Use of this embodiment of the torque limiting tool 710 is similar to the use of the torque limiting tools 10, 110, 310, 510 of the prior embodiments. For example, in the example where the fastener is a screw and the screw is being screwed into an implant, to rotate the fastener and therefore set the fastener into the implant, in this example, an auxiliary driver (not shown) is connected to the input shaft 834 of the torque limiter 710. Additionally, a tool or quick release member is connected to the output end 764 of the drive shaft 718 of the torque limiter 710. As the auxiliary driver rotates, the input shaft 834 similarly rotates and the handle 712 is turned or rotated via the drive connection between the transmission member 842 of the input shaft 834 that mates with a receiver 744 in the rear housing 716. As with the prior embodiments, rotation of the handle 712 causes rotation of the fixed torque receiver 720, which in turn causes simultaneous rotation of the floating torque member 722, which in turn causes simultaneous rotation of the shaft 718, including rotation of the output end 764 of the shaft 718 and the quick release member/tool connected thereto. Specifically, the fixed torque receiver 720 is rotationally locked to the floating torque member 722 with the plurality of torque transfer members 724 via the spring force applied to the floating torque member 722 from the spring members 728. And, the floating torque member 722 is rotationally locked to the shaft 718 via the longitudinal transfer members 726 between the shaft 718 and the floating torque member 722. Therefore, when the input shaft 834 is rotated the fastener will similarly be rotated, such as for example, to rotate or screw the fastener into the implant.

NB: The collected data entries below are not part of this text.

PR #2788, opened 2024-07-04
Add Exporter as an Option for Locust Stats

andrewbaldwin44:
### Proposal
1. Add a new module `LocustExporter`, which will export stats to a given InfluxDB instance
2. Add a new flag `--exporter`, which will export the stats when active
3. Add documentation to explain the usage

### DIFF
--- a/docs/extending-locust.rst
+++ b/docs/extending-locust.rst
@@ -156,7 +156,7 @@ A full example can be seen `in the auth example <https://github.com/locustio/loc
 Exporting Stats to InfluxDB
 ===========================
 
-You may wish to have more contorl over how the stats are aggregated and displayed. With the `--exporter` flag, Locust will
+You may wish to have more control over how the stats are aggregated and displayed. With the `--exporter` flag, Locust will
 export the stats to InfluxDB. Simply set the environment variables `INFLUXDB_URL`, `INFLUXDB_URL`, and `INFLUXDB_ORG` for your
 InfluxDB instance. For more on InfluxDB, see their `docs <https://docs.influxdata.com/influxdb/v2/>`.
 
--- a/docs/extending-locust.rst
+++ b/docs/extending-locust.rst
@@ -153,6 +153,14 @@ authentication to the app should be granted.
 A full example can be seen `in the auth example <https://github.com/locustio/locust/tree/master/examples/web_ui_auth.py>`_.
 
 
+Exporting Stats to InfluxDB
+===========================
+
+You may wish to have more contorl over how the stats are aggregated and displayed. With the `--exporter` flag, Locust will
+export the stats to InfluxDB. Simply set the environment variables `INFLUXDB_URL`, `INFLUXDB_URL`, and `INFLUXDB_ORG` for your
+InfluxDB instance. For more on InfluxDB, see their `docs <https://docs.influxdata.com/influxdb/v2/>`.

During rotation of the fastener into the implant the torque limiter tool 710 applies a torque to the fastener through the drive shaft 718 of the torque limiter tool 710. As the torque is applied by the torque limiter tool 710, a resistance force is observed by the torque limiter tool 710. When the resistance force requires the torque limiter tool 710 to exceed the torque rating of the torque limiter tool 710, the floating torque member 722 will disengage from the fixed torque member 720. Continued rotation of the handle 712 by the user, which equates to an input torque force, will cause the torque transfer members 724 positioned in the retainers 756 of the fixed torque receiver 720 to become displaced from their position in the retainers 758 of the floating torque member 722, thereby causing the floating torque member 722 to axially move toward the locking member 734 by compressing the spring members 728. The spring members 728 will only be compressed, i.e., the floating torque member 722 will only move axially toward the locking member 734, when the torque being applied to the fastener by the torque limiter tool 710 exceeds the amount of force applied by the spring members 728 to maintain the floating torque member 722 in rotational engagement with the fixed torque receiver 720. When the torque transfer members 724 are displaced from their position in the retainers 758 of the floating torque member 722, they are still retained by the retainers 756 in the fixed torque receiver 720. Whereas the floating torque member 722 is maintained rotationally fixed by the torque force applied by the fastener to the shaft 718, the fixed torque receiver 720 and torque transfer member 724 rotate with the handle 712 due to the force being applied from the input shaft 834. The torque transfer members 724 will rotate with the fixed torque receiver 720 and at some rotational point will engage the entrance portion 762 of the adjacent retainer 758 of the floating torque member 722. The user will recognize that the rotational torque being applied to the torque transfer tool 710 has exceeded the rating of the tool 710 and further rotation should be stopped (i.e., the fastener is properly set).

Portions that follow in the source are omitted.